# Asghabad in Turkmenistan!



## Guliston (Apr 11, 2006)

These pictures are from the "city" Asghabad, in Turkmenistan. Amazing?? Look nice to me


----------



## Guliston (Apr 11, 2006)

*rp*

more pics


----------



## superman987 (Sep 29, 2005)

Very interesting.Haven't really seen similar architecture. Nice pics.


----------



## Victoria (Feb 23, 2005)

Beautiful pictures, thanks for sharing.


----------



## Guliston (Apr 11, 2006)

more pics..


----------



## Nightsky (Sep 16, 2002)

Very surprising! This city looks very rich, it looks the opposite from what you could expect!


----------



## Desven (May 18, 2004)

WOW,it looks like a huge fun park!


----------



## BoresvilleMcYawn (Sep 11, 2002)

Is this where the dictator renamed the seven days of the week after his family??


----------



## Guliston (Apr 11, 2006)

Thats true Boresville

here are even more pics:


----------



## Eddy C (Nov 8, 2005)

It looks nice but indeed it has its dictator who is shown on the last pic (I think).
A friend of mine went there. He compared the dictator (forgot his name) with Saddam Hussein. Many statues and so. I know he build many hotels but there are no guests.
Just to show us here how wealthy the country is.


----------



## Puto (Jan 4, 2004)

it looks nice indeed


----------



## -Corey- (Jul 8, 2005)

beautiful


----------



## Jue (Mar 28, 2003)

No offense, but Turkmenistan's president drives me bananas. Like Stalin, minus the sanity.


----------



## south (Nov 26, 2005)

Isn't there a golden statue of the president, somewhere in Asghabad, that rotates to always face the sun?

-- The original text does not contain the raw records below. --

PR #3132, opened 2015-03-20
Bug 1137020: Improve callout box design

openjck:


media/stylus/home.styl
```diff
@@ -21,7 +21,11 @@ $home-involved-background-y = 50px;
     minimize-header-search();
 
     .home-callouts {
-        background: #4d4e53;
+        background: #fff;
+
+        .column-container {
+            padding: $grid-spacing;
```
stephaniehobson: Clashes with code on line 466 to give twice as much padding as we need on tablet and mobile view. 465 to 467 can probably just get deleted (but I can't leave a comment on those lines because they weren't edited).

openjck:
Great catch! Updated.

stephaniehobson:
:+1:

PR #3134, opened 2015-03-23
bug 1144213 - pin tox version 1.9.0 for travis

groovecoder:
1.9.1 bug: https://bitbucket.org/hpk42/tox/issue/230/tox-191-ignores-package-versions-specified


jezdez:
This was now fixed in tox 1.9.2

groovecoder:
Updated this to pin tox to 1.9.2. We should keep it pinned to avoid this in the future, right?

jezdez:
Yeah, makes sense pinning.

PR #3135, opened 2015-03-24
fix bug 1115071 - Ensure correct addresses for context menu items

darkwing:
Should've just used the full URL in the `data-` attribute in the first place.

### DIFF
--- a/kuma/wiki/templates/wiki/document.html
+++ b/kuma/wiki/templates/wiki/document.html
@@ -424,8 +424,8 @@
     </div> <!-- ends "main-content" -->
 
   <menu type="context" id="edit-history-menu">
-    <menuitem data-action="$edit" label="{{_('Edit page')}}"></menuitem>
-    <menuitem data-action="$history" label="{{_('View page history')}}"></menuitem>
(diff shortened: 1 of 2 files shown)


kuma/wiki/templates/wiki/document.html
```diff
@@ -424,8 +424,8 @@ <h2 class="offscreen">{{ _('Document Tags and Contributors') }}</h2>
     </div> <!-- ends "main-content" -->
 
   <menu type="context" id="edit-history-menu">
-    <menuitem data-action="$edit" label="{{_('Edit page')}}"></menuitem>
-    <menuitem data-action="$history" label="{{_('View page history')}}"></menuitem>
+    <menuitem data-action="{{ url('wiki.edit_document', document.full_path, locale=document.locale) }}" label="{{_('Edit page')}}"></menuitem>
+    <menuitem data-action="{{ url('wiki.document_revisions', document.full_path) }}" label="{{_('View page history')}}"></menuitem>
```
openjck: Out of curiosity, why no locale argument for the revision page?

darkwing: I'm using the same URL for the `page-buttons` revision page, so I cannot provide a given reason, but since we've not had bugs about the other URL, this shouldn't be an issue either.  Ask @jezdez maybe?

PR #3137, opened 2015-03-25
fix bug 1126461 - Don't sticky buttons when on smaller screens

darkwing:
I'm setting a different `position` on the `small-desktop`, like we do for the TOC, to signal the buttons should not follow if on a smaller screen.

I've also eased up on the debounce.  All the scroll functionality is taxing right now.

### DIFF
--- a/media/js/wiki.js
+++ b/media/js/wiki.js
@@ -302,6 +302,8 @@
         var $pageButtons = $('.page-buttons');
         var pageButtonsOffset = $pageButtons.offset();
 
+        var stickyFeatureEnabled = $pageButtons.attr('data-sticky') === 'true';
+
         // Get button alignment according to text direction
         var buttonDirection = ($('html').attr('dir') === 'rtl') ? 'left' : 'right';
 
@@ -310,6 +312,8 @@
             var pageButtonsHeight = 0;
             var $mainContent = $('.wiki-main-content');
 
+            var pointerEvents = $toggler.css('pointer-events');
+
             if(!e || e.type === 'resize') {
                 // Calculate right and offset for page buttons on resize and page load
                 if(buttonDirection === 'right'){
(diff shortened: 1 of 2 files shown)


media/js/wiki.js
```diff
@@ -302,6 +302,8 @@
         var $pageButtons = $('.page-buttons');
         var pageButtonsOffset = $pageButtons.offset();
 
+        var stickyFeatureEnabled = $pageButtons.attr('data-sticky') === 'true';
```
openjck: We could think about removing the `data-sticky` attribute altogether, unless we plan to disable the sticky buttons dynamically in the future.

openjck: Also, yay for strict equals! :smile:

media/stylus/components/wiki/page-buttons.styl
```diff
@@ -34,6 +34,15 @@
...
 
+@media $media-query-small-desktop {
+
+    .page-buttons, #page-buttons {
+        &.fixed {
+            position: relative;
+        }
+    }
+}
+
```
openjck: Another option to consider is nesting this media query under the existing occurrence of the selector:

https://github.com/mozilla/kuma/pull/3137/files#diff-e2b6c4642cf93c8eab58fc0ecb41f3adR7

darkwing: I'll defer to @stephaniehobson on this.

media/js/wiki.js
darkwing: Do we want to make this waffled?

media/stylus/components/wiki/page-buttons.styl
stephaniehobson: Since we already have a couple other media queries separated out I think where it is is the best place for it.

media/js/wiki.js
stephaniehobson: I don't think we need to waffle it. We test it, we like the results, we're rolling it into production.

openjck: Yep, agreed.

stephaniehobson: Not ready for public consumption yet because of RTL problems so it's not blocking this PR :)

PR #3138, opened 2015-03-26

openjck:
The more testing we can do, the better. This touches so many areas of the codebase.

**To do**
* [ ] Fix the Travis errors, apparently related to Travis not running `collectstatic`
* [ ] Fix local 404s ([more info](https://github.com/mozilla/kuma/pull/3138#issuecomment-88998467))
* [ ] Move `media/styles/` to `styles/` and `media/js/` to `js/` and so on ([more info](https://github.com/mozilla/kuma/pull/3138#issuecomment-89006752))
* [ ] Look into and consider refactoring `for style in styles` ([more info](https://github.com/mozilla/kuma/pull/3138#issuecomment-91285938))
* [ ] Fix issue with display of homepage demos
* [x] Move the Pipeline template to `templates/` and remove `media/templates` from `TEMPLATE_DIRS`


openjck:
The error appears to be related to Travis not running `collectstatic`. I'll try to find a way to make it do that.

groovecoder:
This looks awesome. The changes to docs suggest I can just run it? Or are there spot-check instructions?

Travis shows a lot of these:
```
The file 'js/wiki.js' could not be found with <pipeline.storage.PipelineCachedStorage object at 0x5b67910>
```
?

Also, since this removes 17.8k lines of code, we'll need to include 17.8 animated GIFs in the pull request. I'll start us off ...
pipe

groovecoder:
Hmm ... well, the spot-check is working so well so far that I almost don't trust it ...

groovecoder:
Bunch of these on my local box:
```
[02/Apr/2015 11:17:20] "GET /en-US/fonts/OpenSans-Italic-webfont.ttf HTTP/1.1" 404 9239 (time: 3.25s; sql: 11ms (6q))
```

groovecoder:
When I ran `manage.py collectstatic` it seemed to copy over `media/attachments` files? Are we supposed to skip that directory?

openjck:
> This looks awesome. The changes to docs suggest I can just run it? Or are there spot-check instructions?

No special steps are needed to run Pipeline locally. To test the changes as if they were being run on production, change `DEBUG` and `DEV` to `False`. I'm actually having trouble getting Django to serve up compressed assets in that latter case. It can find them, but not serve them. Though that may be due to me "emulating" production incorrectly.

> Travis shows a lot of these:

I think that's due to Travis [not running connectstatic](https://github.com/mozilla/kuma/pull/3138#issuecomment-88275994). I have been looking into how to address that, but haven't found a solution yet.

> When I ran manage.py collectstatic it seemed to copy over media/attachments files? Are we supposed to skip that directory?

Great catch. I can update `STATICFILES_DIRS` to call out `media/styles` individually.

groovecoder:
Not sure if this is a separate bug ... but in `base.html` we have:
```
  {% block site_css %}
    {% compressed_css 'mdn' %}

    {% for style in styles %}
      {% compressed_css style %}
    {% endfor %}
  {% endblock %}
```
And then in `homepage.html` we have:
```
{% block site_css %}
    {{ super() }}
    {% compressed_css 'home' %}
{% endblock %}
```
To include an extra bundle, it seems like we should use **either** the `styles` list, **or** the `super()` method?

openjck:
> Not sure if this is a separate bug ... but in base.html we have:

Good question. We were doing that before django-pipeline, but I'll take a look anyway. I recall refactoring this away back when we were using Gulp.

openjck:
When I change `STATICFILES_DIRS` to name `media/styles` and `media/js` individually, I see this error about `blueprint.png` not being found.

https://gist.github.com/openjck/993a99d43db7977561b5

Usually the error means a stylesheet is referring to the file by absolute address, but that's not the case with `blueprint.png`.

groovecoder:
Are those the only directories you added to it? You may need to add `media/img` for it to find the files in that directory.

openjck:
> Are those the only directories you added to it? You may need to add media/img for it to find the files in that directory.

Same error unfortunately. I think collectstatic finds and processes in-source references automatically, anyway.

openjck:
@jezdez: Any ideas on what could be causing [this error](https://github.com/mozilla/kuma/pull/3138#issuecomment-90108056)?

jezdez:
@openjck I've said it before, please separate uploads from static files. Attachments are **not** support to be stored along side with static files.

In other words, `MEDIA_ROOT` should *not* be listed in `STATICFILES_DIRS` as it would defeat the purpose of deployment time file copying. You don't want to copy around *all* attachments to the `STATIC_ROOT` right?

The error you were point at is quite simple: the staticfiles finder system can't find the file in the location it is provided, in our case all ``static`` subdirectories in apps and the folders listed in ``STATICFILES_DIRS``. You **don't** need the folder `media/img` to the setting as that's not how the file is referred to. It looks for a file that starts with`img/` not without. I see the file listed in `customcss.styl` in the `.communitybox` class.

I saw that you added `path('media/templates')` to `TEMPLATES_DIRS`, why?

openjck:
> In other words, MEDIA_ROOT should not be listed in STATICFILES_DIRS as it would defeat the purpose of deployment time file copying. You don't want to copy around all attachments to the STATIC_ROOT right?

Definitely. Luke [made the same point](https://github.com/mozilla/kuma/pull/3138#issuecomment-89006752), and I agree. In my working directory, `media/styles` and `media/js` are individually added to `STATICFILES_DIRS`. I haven't pushed that change up yet because it caused (revealed?) [the other problem](https://github.com/mozilla/kuma/pull/3138#issuecomment-90108056).

> I saw that you added path('media/templates') to TEMPLATES_DIRS, why?

On master, we [hard-code the filenames of CKEditor dependencies](https://github.com/openjck/kuma/blob/master/kuma/wiki/templates/wiki/ckeditor_config.js#L89-93) in a configuration file. On this branch, we [use compressed_css](https://github.com/openjck/kuma/blob/0291008212523d02cf47a56b640ee41adb6a0ccc/kuma/wiki/templates/wiki/ckeditor_config.js#L89) along with a [custom template](https://github.com/openjck/kuma/blob/0291008212523d02cf47a56b640ee41adb6a0ccc/media/templates/pipeline/javascript-array.jinja) and a [special configuration in settings.py](https://github.com/openjck/kuma/blob/0291008212523d02cf47a56b640ee41adb6a0ccc/settings.py#L789) that tells Pipeline to use the custom template when the CKEditor dependencies are included. If we would prefer to do this differently, let me know.

jezdez:
But even a subdirectory of `media` shouldn't be in STATICFILES_DIRS since collectstatic will recursively copy things around. Just separate them completely please.

jezdez:
About the template, please move the file outside of the `media` folder as well, it has nothing to do with static files after all. And remove `media/templates` from the `TEMPLATES_DIRS` setting please.

jezdez:
The best place is in the templates folder.

openjck:
> But even a subdirectory of media shouldn't be in STATICFILES_DIRS since collectstatic will recursively copy things around. Just separate them completely please.

Sure. Where would you recommend putting `media/styles` and `media/js` instead? Is there an example in another open-source project we could follow?

jezdez:
Sure thing, check out https://github.com/django/djangoproject.com/blob/master/djangoproject/settings/common.py

It uses a few helpers for the path construction, but the gist is this, translated to our setup:

```python
MEDIA_ROOT = path(uploads')
MEDIA_URL = '/uploads/'

DEMO_UPLOADS_ROOT = os.path.join(MEDIA_ROOT, 'demos')
DEMO_UPLOADS_URL = '/uploads/demos/'

STATICFILES_DIRS = [
    path('static'),  # for files not requiring compilation
    path('stylus'),  # for sourcing the ``PIPELINE_CSS`` and ``PIPELINE_JS`` packs
]

STATIC_ROOT = path('assets')
STATIC_URL = '/assets/'

STATICFILES_FINDERS = (
    'django.contrib.staticfiles.finders.FileSystemFinder',
    'django.contrib.staticfiles.finders.AppDirectoriesFinder',
)
HUMANSTXT_ROOT = STATIC_ROOT
```

The problem with all of this is that "media" is an incredibly ambiguous term and that Django for a long term left it to the users to handle asset management and file upload handling. In the future kuma may be required to separate those two, e.g. have uploads on a different S3 bucket than the site assets. The only way to isolate them is to have different locations. The names above reflect that, the `MEDIA_ROOT` setting should really be called `UPLOADS_ROOT` but that ship has sailed.

As you can see I've added a new folder called "stylus" which lives in the root directory next to the "static" folder. That still means the folder will be picked up by pipeline when running collectstatic, but newer version of pipeline have an own finder implementation that allows to ignore those files matching a certain file extensions, like .stylus. Once we're on a newer version of Django we can use that. (https://github.com/cyberdelia/django-pipeline/blob/master/pipeline/finders.py#L69-L117)

One thing I've been wanting to do as part of the settings refactor in #3062 is move the templates and static assets of the kuma project into the new kuma namespace package. So that we'd have all file the logically belong to kuma-the-software-package are in one place and not litered in the root directory. That would give you then a directory structure of `kuma/static`, `kuma/stylus`, `kuma/templates`, but `uploads` and `assets` stay in the root directory.

groovecoder:
So, will this need some web-head work to merge & push? We have an opportunity to do a sprint with WebOps on Thursday, so if there's something to do for this, we can plan it by then.

openjck:
I don't think we'll need to coordinate with WebOps, but I'll know more soon once I dig back into this.

groovecoder:
@openjck - what's the status on this? Is it waiting for a specific PR to merge first?

openjck:
> @openjck - what's the status on this? Is it waiting for a specific PR to merge first?

No dependencies, just a lot happening in parallel. I've been working pull request reviews so far. There's also the [search filter rework](https://github.com/mozilla/kuma/pull/3172), the social sharing button A/B tests, and the [static code example redirects](https://bugzilla.mozilla.org/show_bug.cgi?id=1078186). There's also a Mozilla-sponsored event this weekend that needs me to present.

I definitely over-committed myself this week. :smile:

I'll finish off the pull request reviews today after rebuilding my Vagrant box, and then move back onto django-pipeline from there.

openjck:
Starting a new branch.

PR #3139, opened 2015-03-26
fix bug 886016 - Add pagination to the top and bottom of list pages

darkwing:
Easy enough.  The double-bottom-spacing I created is eye-pleasing but I didn't use any science.

### DIFF
--- a/kuma/wiki/templates/wiki/list_documents.html
+++ b/kuma/wiki/templates/wiki/list_documents.html
@@ -43,6 +43,7 @@
     <div id="document-list" class="boxed">
       <h1>{{ title }}</h1>
       {% if documents.object_list %}
+        {{ documents|paginator }}
         <p>{{ counter }}</p>
         <ul class="document-list">
           {% for doc in documents.object_list %}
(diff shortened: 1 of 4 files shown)


stephaniehobson:
I have some science to confirm your double-bottom-spacing :)

Before David:
screen shot 2015-03-27 at 10 20 50

After David:
screen shot 2015-03-27 at 10 20 50

It IS more pleasing! And I'd like to suggest we drop it to 2em or 30px.

Because the internal elements are floated the changes to the padding is actually helping the element take up the appropriate amount of vertical space. Yay! I think we should change it to 2em to make the padding reflect the actual vertical space without adding any extra to the bottom. 

I suggest ems because the vertical space will change if the text size does. We can go with 30px if you'd rather stick to px though, it gets a little out of vertical alignment with bigger text but nothing breaks.

stephaniehobson:
Silly Github, that's the same image twice.

stephaniehobson:
After David:

screen shot 2015-03-27 at 10 20 13

darkwing:
Updated with `1.5`; sticking with px because it's more consistent with all other spacing!

stephaniehobson:
:+1:

PR #3140, opened 2015-03-27
Bug 1148435 - Added Python 2.7 to Travis config.

jezdez:
It currently is allowed to fail.

### DIFF
--- a/.travis.yml
+++ b/.travis.yml
@@ -10,6 +10,7 @@ services:
 env:
     matrix:
         - TOXENV=py26
+        - TOXENV=py27
         - TOXENV=flake8
         - TOXENV=docs
     global:
@@ -34,3 +35,4 @@ notifications:
 matrix:
     allow_failures:
         - env: TOXENV=flake8
+        - env: TOXENV=py27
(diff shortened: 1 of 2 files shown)


jezdez:
I don't quite understand how this works on 2.6 and not on 2.7. Is the product json app only Python 2.6 compatible?

jezdez:
@groovecoder Any idea?

groovecoder:
Strange. It should work in both. I've seen that error before in python 2.6. The `django-mozilla-product-details` app is looking for the `product_details_json` directory. That should be fixed with the `travis-install` script extracting the new [`etc/data/product_details_json.tar.gz`](https://github.com/mozilla/kuma/tree/6bf3e40ea79517a1683020dfdfbde80867623cd3/etc/data) into the travis root directory.

The stranger(?) thing is that the py27 job is still using 2.6.9? (https://travis-ci.org/mozilla/kuma/jobs/56108876)

jezdez:
That's only because the main python we install tox with is 2.6.9, but the python *inside* tox will be python 2.7, you can see it in the output.

jezdez:
I'm inclined to let this slide in favor of #3073, what do you think @groovecoder?

groovecoder:
Yup. I almost asked you the same thing yesterday.

PR #3142, opened 2015-03-27
Bug 1145630: Social Sharing A/B tests

stephaniehobson:
Styling for 3 different types of buttons going in 3 different places.

Classes:
.share
.share.share-group
.share.share-thin

All hidden by default at the moment, show by adding class `show` to the element with class `share`

Here's a screen shot of the `share.share-thin` positioned under the title, `share.share-group` positioned in the TOC, and the default `.share` under the article.
screen shot 2015-03-30 at 15 47 49

### DIFF
--- a/media/stylus/components/share-link.styl
+++ b/media/stylus/components/share-link.styl
@@ -1,0 +1,124 @@
+/*
+share-link
+====================================================================== */
+.share-link {
+    border: 1px solid rgba-fallback(rgba(255,255,255,0.2));
+    border-radius: 2px;
+    box-shadow: none;
+    color: #fff;
+    bidi-value(margin, 0 6px 6px 0, 0 0 6px 6px);
+    padding: 3px;
+
+    &.facebook {
+        background-color: rgb(59, 89, 152);
+    }
+    &.twitter {
+        background-color: rgb(0, 172, 237);
+    }
+    &.gplus {
+        background-color: rgb(221, 75, 57);
+    }
+
+    {$selector-icon} {
+        bidi-style(margin-left, 0, margin-right, 4px);
+        bidi-style(margin-right, 4px, margin-left, 0);
+    }
+
+
+    /*
+    share-thin (can be removed if we decid not to use the share-thin style)
+    ====================================================================== */
+
+    .share-thin & {
+        display: inline-block;
+        width: 0;
+        height: 20px;
+        bidi-value(padding, 0 0 0 25px, 0 25px 0 0);
+        overflow: hidden;
+        vertical-align: middle;
+        position: relative;
+        border: 2px solid transparent;
+
+        &:focus,
+        &:hover {
+            border: 2px solid rgba(255,255,255, 0.5);
+        }
+
+        {$selector-icon} {
+            position: absolute;
+            top: 4px;
+            left: 50%;
+            bidi-value(margin-left, -0.4em, -0.4em); /* using ems because relative to text size */
+        }
+
+        &.facebook {$selector-icon} {
+            bidi-value(margin-left, -0.25em, -0.25em); /* using ems because relative to text size */
+        }
+
+        &.gplus {$selector-icon} {
+            bidi-value(margin-left, -0.35em, -0.35em); /* using ems because relative to text size */
+        }
+
+
+        @media $media-query-small-desktop {
+            height: 40px;
+            bidi-style(padding-left, 40px, padding-right, 0);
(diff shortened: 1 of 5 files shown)


stephaniehobson:
This is not ready yet. It lacks one significant thing... a way to make the share links visible. This is a tini bit complicated for the one in the .toc.

Putting it here because I know @openjck was talking about working on optimizely tests at the hack event, thought he might want to steal it.

I intend to come back to this after my doctor's appointment today and fix the one missing thing but, it's a Friday and I might get captured by a wild beer.

stephaniehobson:
Cleaned up and ready for review.

openjck:
This. Looks. Awesome. :smiley:

Will we plan to keep all three styles around after the experiment ends? If not, maybe we could add some comments to code that might later be eligible to be removed.

media/stylus/components/share-link.styl
```diff
@@ -0,0 +1,122 @@
...
+        &.facebook {$selector-icon} {
+            bidi-value(margin-left, -0.25em, -0.25em); /* using ems because relative to text size */
+        }
+
+        &.gplus {$selector-icon} {
+            bidi-value(margin-left, -0.35em, -0.35em); /* using ems because relative to text size */
+        }
+
+
+        @media all and (max-width: 1200px) {
```
openjck: We could alternatively use `$media-query-small-desktop` here.

media/stylus/components/share-link.styl
```diff
@@ -0,0 +1,122 @@
+/*
+share-link
+====================================================================== */
+.share-link {
+    border: 1px solid rgba-fallback(rgba(255,255,255,0.2));
+    border-radius: 2px;
+    box-shadow: none;
+    color: #fff;
+    bidi-value(margin, 0px 6px 6px 0px, 0px 0px 6px 6px);
```
openjck: I'm pretty sure our compressor does this, but just to be safe, maybe we could replace `0px` with `0` in this file.

media/stylus/components/share.styl
```diff
@@ -12,32 +13,78 @@
...
+
+        @media $media-query-small-desktop {
+            background-color: transparent;
+            top: 0;
+        }
 
-    &.facebook {
-        background-color: rgb(59, 89, 152);
+        /* hide title if there isn't enough space for it in TOC */
+        @media all and (min-width:1025px) and (max-width: 1400px),
```
openjck: It's one pixel off, but we could try the similar `$media-query-tablet` for a `min-width` of `1024px`.

media/stylus/components/share.styl
```diff
@@ -12,32 +13,78 @@
...
+        all and (max-width: 479px) {
```
openjck: `$media-query-small-mobile` could potentially be used for a `max-width` of `480px`. Unless I'm mistaken, and we want to intentionally react just before everything else does.

media/stylus/components/share.styl
```diff
@@ -12,32 +13,78 @@
...
+            }
+        }
     }
-    &.twitter {
-        background-color: rgb(0, 172, 237);
+
+    /* TODO: this will over ride hide by default above, optimizely needs to add a class to swap */
+    /* TODO: display by default at full screen width when toggle not possible */
+    .toggle-container + &.show {
+      display: block;
```
openjck: Looks like EditorConfig might have missed this and a couple of rules below.

openjck:
Added a few nitpick line comments. All very minor. Otherwise this looks fantastic. I'm excited to run this experiment.

stephaniehobson:
Updated and ready for re-review.

media/stylus/components/share.styl
stephaniehobson: Couldn't use the variable because I needed min-width and it's max-width.

media/stylus/components/share.styl
stephaniehobson: Updated part of this to use a variable but Stylus didn't evaluate line 40 if I switched to use our variable there :(

openjck:
Awesome! I'll take a look.

Will we plan to keep all three styles around after the experiment ends? If not, maybe we could add some comments to code that might later be eligible to be removed.

openjck:
When we run the experiment, would we want to show all buttons at once or experiment with different placements in addition to different styles?

stephaniehobson:
The buttons should only show up in one place on the page at a time.

PR #3143, opened 2015-03-28
fix bug 1148738 - Formal syntax box may be longer than the screen

tregagnon:
- Switching `.syntaxbox`'s `white-space` property from `pre-line` to `pre-wrap`. A quick solution until we find a more advanced solution. (an expandable box triggered by the user?)
- Adding ellipsis at the start and the end of line when text is cut off.

I checked with @teoli2003. This is one of the expected changes for the new CSS Reference article template . It also improves JavaScript articles when viewed through a small viewport.

### DIFF
--- a/media/stylus/components/syntax/syntaxbox.styl
+++ b/media/stylus/components/syntax/syntaxbox.styl
@@ -18,7 +18,8 @@ pre.twopartsyntaxbox {
 
 pre.syntaxbox code[class*="language-"],
 pre.twopartsyntaxbox code[class*="language-"] {
-    white-space: pre-line;
+    white-space: pre-wrap;
+    text-overflow: ellipsis ellipsis;
 }
 
 .syntaxbox-help {


groovecoder:
@stephaniehobson and/or @openjck take a look at this?

groovecoder:
Giving to @openjck - he has fewer PR's already assigned. :wink:

openjck:
Awesome! Thanks for the contribution, @tregagnon.

What would be a good page to test this against? I notice that the rule modified here doesn't select the [display formal syntax box](https://developer.mozilla.org/en-US/docs/Web/CSS/display#Formal_syntax) Jean-Yves referred to in the bug.

stephaniehobson:
Here's a good testing page for syntax related stuff. Decrease the size of your browser to invoke the wrapping stuff on most samples. https://developer.mozilla.org/en-US/docs/User:stephaniehobson:code

I think @tregagnon has found a bug in how this was set up initially because his change isn't being picked up and neither is the original white-space declaration.

Instead of editing the declaration on line 21 let's move the original white-space declaration up to line 11 and delete the declaration at lines 19-23.

stephaniehobson:
Thanks for helping us solve this one @tregagnon. I thought it was an important fix to get into production so I integrated your branch into #3197.

PR #3144, opened 2015-03-28
Fix Bug 1148752 - Main heading of wiki articles creates horizontal scroll with small viewports

tregagnon:
- Breaks all words in wiki articles main heading. The long API method names create ugly horizontal scrollbars when pages are viewed from tablets or mobiles. Broken words are ugly but horizontal scrolls are too inconvenient.
- Reduce `line-height` as so much spaces between each lines of the same word was confusing.
- Keep whitespace in design by increasing margin's sizes
- Switch margin's length to em so they will stay coherent with the font size even if `font-size` changes

I look around in the Style code and `em` doesn't seem to be used. I think margins which contribute to vertical rhythm should be in `em` to stay coherent with the text size.

Before | After
------------ | -------------
main-heading-horizontal-scroll | fixed-main-heading-horizontal-scroll

### DIFF
--- a/media/stylus/components/wiki/document-head.styl
+++ b/media/stylus/components/wiki/document-head.styl
@@ -3,6 +3,9 @@
     clear: both;
 
     h1 {
-        margin-bottom: 20px;
+        word-break: break-all;
+        line-height: 1.2;
+        margin-top: 7px;
+        margin-bottom: 27px;
     }
 }


media/stylus/components/wiki/document-head.styl
```diff
@@ -3,6 +3,9 @@
     clear: both;
 
     h1 {
-        margin-bottom: 20px;
+        word-break: break-all;
+        line-height: 1.2;
+        margin-top: .1458em;
```
stephaniehobson: Sorry, the vertical rhythm has been specified by the designer in pixels, we can't deviate from the design in one place without reconsidering all margins in the entire wiki and consulting with the design team. Please leave the original margins.

stephaniehobson:
Please go back to the margins in the original design otherwise this is a great simple fix :)

tregagnon:
The margins respect visually those defined originally in the design (values slightly increased because of the reduced line-height).

The relatively sized margins insure there will always be a coherent white space for the current font-size.
For example, when dealing with Arabic or logograms (Chinese, Japanese) that might need an increased font size for the same readability.

But I understand you want to keep the ongoing convention. I only regret that the design didn't take in account the adaptability expected from the web. After all, MDN is supposed to be a reference. :wink: 

I will change it.

darkwing:
I did not implement this because of the following:

Broken words

That, IMO, looks much worse for *every* heading than the rare times that an API name is super long and pushes the screen beyond device.  This problem isn't as easy as the PR suggests and I don't recommend it be merged.

stephaniehobson:
Well, darn, I agree that's a show stopper :(

We could look at `hyphens` instead. Combined with `hyphenate-limit-zone` and `hyphenate-limit-chars` to try to avoid problems like the one @darkwing found. 

Is that something you would be interested in trying @tregagnon?

darkwing:
I know it wont fix the issue but we can probably make H1's smaller.

openjck:
Looks like this also needs a rebase. :frowning:

darkwing:
Closing this as I believe @stephaniehobson created a PR I merged yesterday to address the issue.  Please reopen if I'm wrong, @stephaniehobson !

PR #3145, opened 2015-03-29
Add cacheback job for search filters.

jezdez:


robhudson:
django-cacheback looks awesome and this was perfect.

Do you have a photo of that?


----------



## Un known (Feb 7, 2006)

Recently he abolished all pensions for the old people. Several thousand dies of heart attacks immediately after that. He also wrote a book and told to all the people that he arranged with Allah for all the people who read it daily to go to paradise. He is also in the top 10 dictatos list.


----------



## Nightsky (Sep 16, 2002)

"Recently he abolished all pensions for the old people." Seems like a sick country, hope someone will dethrone the dictator! Sad since it also look very beautiful.


----------



## Desven (May 18, 2004)

i've read that the citizens of turkmenistan don't have to pay anything for water and petrol!


----------



## zergcerebrates (Jan 23, 2004)

Very interesting indeed. The Architecture is very unqiue. BTW are the people from Turkmenistan called Turks?


----------



## wachenroder (Sep 30, 2003)

zergcerebrates said:


> Very interesting indeed. The Architecture is very unqiue. BTW are the people from Turkmenistan called Turks?


they're called Turkmen. Their language is a more "archaic" or older form of the language used in Turkey.


----------



## Guliston (Apr 11, 2006)

south said:


> Isn't there a golden statue of the president, somewhere in Asghabad, that rotates to always face the sun? Do you have a photo of that?



one golden statue? the city is full of golden statues One huge is rotating with the sun


----------